Start with fewer subtasks and scale up. Each subtask has its own sandbox and internet access, so there is real cost to over-decomposing. A good rule: if two subtasks would search for nearly identical information, merge them into one.

## Common Patterns

### Deep Research (Cascade Pattern)
For topics requiring depth, run two rounds: a broad first pass, then a targeted second pass based on findings.

**Round 1:** 5-8 subtasks covering major facets of the topic.
**Synthesis:** Identify gaps, surprises, and areas needing deeper investigation.
**Round 2:** 3-5 subtasks targeting the specific gaps identified in round 1.
**Final synthesis:** Merge both rounds into a comprehensive report.

### Competitive Intelligence
Research N competitors with identical prompts, then build a comparison matrix.

### Data Collection
Gather structured data from N sources, validate consistency, and merge into a single dataset.

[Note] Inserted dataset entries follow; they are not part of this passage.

PR #353, opened 2018-02-27
Kanishka expand queries 226

kanishka-azimi:
Test these + Lookupvolumeasset Thursday

cc: @chreekat


kanishka-azimi:
Skipped testing lookupVolumeAsset. Should be fine. Will discover any discrepancies when testing ingest.

Others will be tested with regression test suite.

### Multi-Source Verification
Research the same claim from N independent sources to assess reliability.

Overview

This skill enables massively parallel research and data gathering using Manus's map tool to spawn up to 2,000 independent workers. It is designed to break a large research problem into many identical subtasks, run them concurrently with full web access, and then synthesize structured outputs into a coherent report. The focus is on scale, repeatability, and producing aggregated insights quickly.

How this skill works

Define a decomposition strategy (by entity, facet, source type, or URL) and a consistent output schema that every worker returns. Dispatch the list of inputs to the map tool so each worker executes the same prompt template in its own sandbox. Finally, aggregate results by weighting confidence, resolving conflicts, extracting cross-cutting themes, and producing a structured synthesis with citations.

When to use it

Researching many companies, products, or people in parallel (N-entity research).
Gathering multiple facets of a single topic concurrently (N-facet research).
Collecting structured data from a large list of URLs or sources.
Conducting competitive analysis or market scans where comparable outputs are required.
Verifying claims by collecting independent source evidence at scale.

Best practices

Design a clear, consistent output schema including summary, confidence, and sources fields.
Start small (5–50 subtasks) to validate prompts and schema before scaling to hundreds or thousands.
Merge nearly identical subtasks to reduce redundancy and cost.
Weight and triage results by reported confidence; flag low-confidence findings for review.
Run a two-round cascade (broad pass then targeted follow-ups) for deeper topics.

Example use cases

Compare AI strategies across the Fortune 100 with uniform prompts and a comparison matrix.
Produce a multi-angle research dossier on a technology (performance, security, adoption, tooling).
Audit hundreds of landing pages for UX, messaging, and calls-to-action using URL inputs.
Collect market-size figures from industry reports, papers, and government sources in parallel.
Validate a controversial claim by sourcing independent evidence from diverse categories.

FAQ

Can I use swarm for tasks that require shared state between workers?

No. Swarm is optimized for independent, similarly structured subtasks. Tasks requiring shared state or sequential dependencies are poor fits.

How do I handle conflicting results from different workers?

Flag conflicts in synthesis, cite both sources, and weigh findings by each worker's reported confidence and source quality.